ExecuTorch's hybrid cache support was the obvious draw, enabling our LFM2 unique architecture to run efficiently from the start. But what really set ExecuTorch apart was its automated, enterprise-grade approach to model deployment. With a single command-line instruction, we could convert an exportable graph into a self-contained bundle that included weights, metadata, and the execution graph: everything needed to run the model, packaged together.
This streamlined workflow stood in sharp contrast to other inference engines that decouple implementation and model information, requiring developers to manage compatible runtimes for each component separately. For us, this meant faster iteration cycles and less time wrestling with deployment complexity.
The integration wasn't entirely seamless. Some custom operations in LFM2 required approximately 2-3 weeks of graph reworking to make the model exportable. But once that initial engineering investment was made, ExecuTorch's automated approach began to shine. By July 2025, LFM2 was successfully running on-device and released to the world.
Perhaps most valuable was the support from ExecuTorch's maintainers, who proved very helpful in solving early-stage problems. Their collaborative approach helped us navigate the inevitable challenges of adopting new infrastructure for novel model architectures.
In the next section, we share inference benchmarks for LFM2 running on ExecuTorch.

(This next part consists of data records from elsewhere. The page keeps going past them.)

PR #440, opened 2022-07-06
Block preview API implementation

shadyvb:
ref https://github.com/humanmade/product-dev/issues/1094


inc/api/namespace.php
```diff
@@ -671,6 +671,26 @@ function get_top_data( $start, $end, ?Filter $filter = null ) {
 
 		$thumbnail = $thumbnail_id ? wp_get_attachment_image_url( $thumbnail_id, get_available_thumbnail_size() ) : '';
 
+		if ( $post->post_type === 'wp_block' ) {
+			$preview_url = sprintf(
+				get_home_url() . '?preview-block-id=%d&nonce=%s',
+				$post->ID,
+				wp_create_nonce( 'preview-block' )
```
joehoyle, line 678: Could we make the nonce specific to the post ID, so it's not a shared nonce for everything?

Also we need to make sure the current user has access to view the block, do we need a cap check for that?

joehoyle: Actually, I just thought... this needs a bit more consideration on how to handle private content. The issue with the nonce is it will change every 12 hours, when we don't probably want to change the URL to the `block-image` endpoint (to keep cache working.) So, I think we might need to us a hmac or something.

If we do that, we need to consider what we should do for users who don't have access to read the wp_block. I'm out for the day now but I think this logic might need to change a bit to accomadate.

shadyvb: I'm thinking the trade off between caching for 12 hours only and managing access to content would probably settle for the earlier, users can be demoted/removed, and this is a way to make sure they still have access to view content.

I'm assuming whomever have access to the dashboard, currently those with `edit_posts`, will have access to all content by default.

shadyvb: What I did forget to implement is adding a filter to manage disabling the feature, and maybe an additional cap check to allow for filtering private content manually.

shadyvb: Added in https://github.com/humanmade/aws-analytics/pull/440/commits/bdd5d712b870d41730bf45c042f557a0171b7c64

joehoyle: @shadyvb I think we need to cache for longer than 12 hours, as generating the previews is not going to be that fast.

I think fundamentally though, we need to make it so users can only view the previews if they have access to `read_post` for each post, so we should be wrapping it in checks for that.

So, I think we should:

- use a hmac for the key, instead of a nonce. A nonce is time based which I think doesn't make sense in this context. The hmac should be checked on the request to render the preview URL.
- Wrap the URL generation / image in a `current_user_can( 'read_post', $id )` to only show previews if the user has access to read that post.

Does that make sense?

shadyvb: Does that solve the issue where links are saved/cached/leaked ? If I understood correctly, the checks we need will be done while generating the links not while hitting them.

shadyvb: How about caching the previews in WP ? This way the preview is cached as needed, and we use WordPress safeguards to protect content. Thoughts ?

To clarify, WordPress will then request the preview URL and deliver the result to the authenticated user.

inc/api/namespace.php
```diff
@@ -671,6 +671,26 @@ function get_top_data( $start, $end, ?Filter $filter = null ) {
 
 		$thumbnail = $thumbnail_id ? wp_get_attachment_image_url( $thumbnail_id, get_available_thumbnail_size() ) : '';
 
+		if ( $post->post_type === 'wp_block' && apply_filters( 'altis.accelerate.allow_block_thumbnails', true, $post->ID ) ) {
+			$preview_url = sprintf(
+				get_home_url() . '?preview-block-id=%d&nonce=%s',
```
roborourke, line 676: Can probably put `get_home_url()` in the list of replacements rather than concatenate this bit?

inc/dashboard/namespace.php
```diff
@@ -144,3 +146,82 @@ function get_plugin_version() : string {
...
+}
+
+/**
+ * Return whether block thumbnail functionality is allowed.
+ *
+ * @param int $block_id Block ID.
+ *
+ * @return boolean
+ */
+function is_block_thumbnails_allowed( int $block_id = null ) : bool {
```
roborourke, line 190: Grammatically the non-plural version reads better as we're just checking a single block.

roborourke:
```suggestion
function is_block_thumbnail_allowed( int $block_id = null ) : bool {
```

inc/api/namespace.php
```diff
@@ -713,6 +714,27 @@ function get_top_data( $start, $end, ?Filter $filter = null ) {
 
 		$thumbnail = $thumbnail_id ? wp_get_attachment_image_url( $thumbnail_id, get_available_thumbnail_size() ) : '';
 
+		if ( $post->post_type === 'wp_block' && Dashboard\is_block_thumbnails_allowed( $post->ID ) ) {
```
roborourke, line 717:
```suggestion
		// Get block thumbnail from screen grab API.
		if ( $post->post_type === 'wp_block' && Dashboard\is_block_thumbnail_allowed( $post->ID ) ) {
```

roborourke: Should the block thumbnail allowed function check the post type is valid too? I don't think it's vital but would avoid the need for checking it here and make the function more specific. Then again, maybe we will use this API even for regular posts that don't support featured images or don't have them in future.

inc/dashboard/namespace.php
```diff
@@ -144,3 +146,82 @@ function get_plugin_version() : string {
...
+		|| $hmac !== get_block_thumbnail_request_hmac( $block_id )
+	) {
+		return;
+	}
+
+	$allow_block_thumbnails = is_block_thumbnails_allowed( $block_id );
+
+	if ( ! $allow_block_thumbnails ) {
+		return;
+	}
```
roborourke, line 174:
```suggestion
	if ( ! is_block_thumbnail_allowed( $block_id ) ) {
		return;
	}
```

roborourke (approved):
Couple of suggestions that are optional around naming etc..

Lets see what the performance is like - if the request is blocking I'm thinking we may want to generate the thumbnails by triggering the API requests on a background task whenever a block post is saved. Shall we do that in a follow up? It doesn't change this code at any rate

roborourke:
Derp, request will happen client side when the image is requested. Ignore me.

inc/api/namespace.php
```diff
@@ -713,6 +714,28 @@ function get_top_data( $start, $end, ?Filter $filter = null ) {
...
+				Dashboard\get_block_thumbnail_request_hmac( $post->ID )
+			);
+
+			$version = strtotime( $post->post_modified_gmt );
+
+			$thumbnail = add_query_arg(
+				[
+					'url' => urlencode( $preview_url ),
+					'width' => 100,
+					'selector' => 'altis-block-preview',
```
joehoyle, line 732: Ahh this needs to be `.altis-block-preview` (a css selector)

inc/dashboard/namespace.php
```diff
@@ -144,3 +146,80 @@ function get_plugin_version() : string {
...
+/**
+ * Override template to output a block preview markup.
+ *
+ * @return void
+ */
+function block_thumbnail_template_override() : void {
+	global $content_width;
+
+	get_header();
+	printf( '<style>.altis-block-preview { width: %spx; margin: 0 auto; }</style>', (int) $content_width );
```
joehoyle, line 217: When the theme doesn't set `content_width` this will show `0`, which then means the block doesn't show _anything_

Issue #363, opened 2021-07-22
[13.0] [14.0] company_id should be preserved when a delayed method is executed


lmignon:
When a job is cretated, the current company [is stored into the job info](https://github.com/OCA/queue/blob/13.0/queue_job/job.py#L493).  Nevertheless, when a job is performed, it seems that the company is not restored into the running context...
Do I miss something or should we modify the [`func`](https://github.com/OCA/queue/blob/13.0/queue_job/job.py#L630) method to call the with_company method on the recordset before the call o the dlayed method? 
```python
    def func(self):
        recordset = self.recordset.with_context(job_uuid=self.uuid).with_company(self.company_id)
        return getattr(recordset, self.method_name)
```

lmignon:
ping @simahawk @guewen @Cedric-Pigeon

guewen:
I think the initial goal to have the company was to have a security rule based on it (https://github.com/OCA/connector/commit/bff6ca3983d660931cd79362d6950e1472e3d0d0). I'd prefer not to have this security rule by default BTW, this is the first thing I used to disable on any project (or forget to do it then shoot myself in the foot because I don't see all the jobs :D), but I digress.

Indeed, we should keep the company. It seems to be a great opportunity to store the context in the `JobSerialized` records field (https://github.com/OCA/queue/issues/283). We could start with a simple allow-list of key to keep, including the various company context keys.

Cedric-Pigeon:
I agree with @guewen. Limiting the view of jobs per companies is a nightmare and it is also the first thing I disable.
About the company used for the job itself I think it must be related to the user running the job.

lmignon:
The company used to run the job must be the one the active one at the time the job has been scheduled. Otherwise, we've weird issues with multi company users if they change the active company before a scheduled job is performed.

Cedric-Pigeon:
@lmignon yes you are right

pedrobaeza:
Since v13, the company is not managed through context, so IMO the job should recreate the environment with the main company and the rest of them displayed the same as when you perform the enqueuing.

lmignon:
@pedrobaeza The fields `company` and  `companies` on the env are both initialized from the `allowed_company_ids` values (https://github.com/odoo/odoo/blob/14.0/odoo/api.py#L555) . Therefore, if we store and restore the context,  we don't need to explicitly call  `with_company` and we are sure that the job will be executed on the right company. Therefore the @guewen 's proposal seems to be the right way to go..

[...]

Issue #283, opened 2020-11-13
[feature] Storing context in recordsets


guewen:
The context is currently not kept, neither for the "main" record on which the job works, neither on the records passed in args or kwargs.

Some hints for the implementation

* https://github.com/OCA/queue/pull/121 proposed an implementation in 11.0 with an allow list
* https://github.com/OCA/queue/pull/281 refactors the "main" record: the context should now be stored in the json-serialized recordsets (on records, args, kwargs) (we don't need new fields)
* #274 could provide a way to customize the allowed list of keys in the context? (https://github.com/OCA/queue/pull/121#issuecomment-719381455)

* Add a context key in the json serializer/deserializer https://github.com/OCA/queue/blob/13.0/queue_job/fields.py
* Pass a method to the `JobSerialized` field which does the filtering of context keys `records = fields.JobSerialized(..., allow_list="_records_context_allow_list")`

Other questions:

* should we store the context in any case?
* what should be the basis for the allow list? At least: company fields (allowed_company_ids, force_company, ... depends of the version), lang and tz?

PR #365, opened 2021-08-02
[13.0][IMP] queue_job current company

acsonefho:
I currently have some trouble to trigger `job` because they use the default company of the user instead of the active one.
I see this open discussion: https://github.com/OCA/queue/issues/363 but IMO using a serialized context is not in opposition with this solution as the key `allowed_company_ids` is not always in the context (only if the user switch company?).

I did 2 commits (IMO it's important to keep them):
1) Force companies into the context (via `allowed_company_ids` key)
2) Only load the job's company into `allowed_company_ids` because it could load too many unexpected records (during search).

### DIFF
--- a/queue_job/job.py
+++ b/queue_job/job.py
@@ -628,7 +628,15 @@ class Job(object):
 
     @property
     def func(self):
-        recordset = self.recordset.with_context(job_uuid=self.uuid)
+        user = self.env["res.users"].browse(self.user_id)
+        company_ids = user.company_ids.ids
+        # Insert the current company in top position
+        company_ids.insert(0, self.company_id)
+        # Remove duplicates but keep order
+        company_ids = list(dict.fromkeys(company_ids))
+        recordset = self.recordset.with_context(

The Results: Measurable Performance Gains Across Devices
We tested our ExecuTorch-powered models across two hardware platforms: AMD Ryzen AI 9 HX 370 and Samsung S24. Across different LFM2 model sizes, from 350M to 4B parameters, we saw consistent performance advantages:
- Lower latency in both prefill and decode phases, enabling real-time applications
- Reduced memory footprint, enabling deployment on memory-constrained devices
- Smaller model file sizes for faster download and installation
Throughput comparison on CPU in ExecuTorch
This consistency meant we could confidently deploy across our product line, knowing that ExecuTorch would deliver reliable performance regardless of model size or target hardware.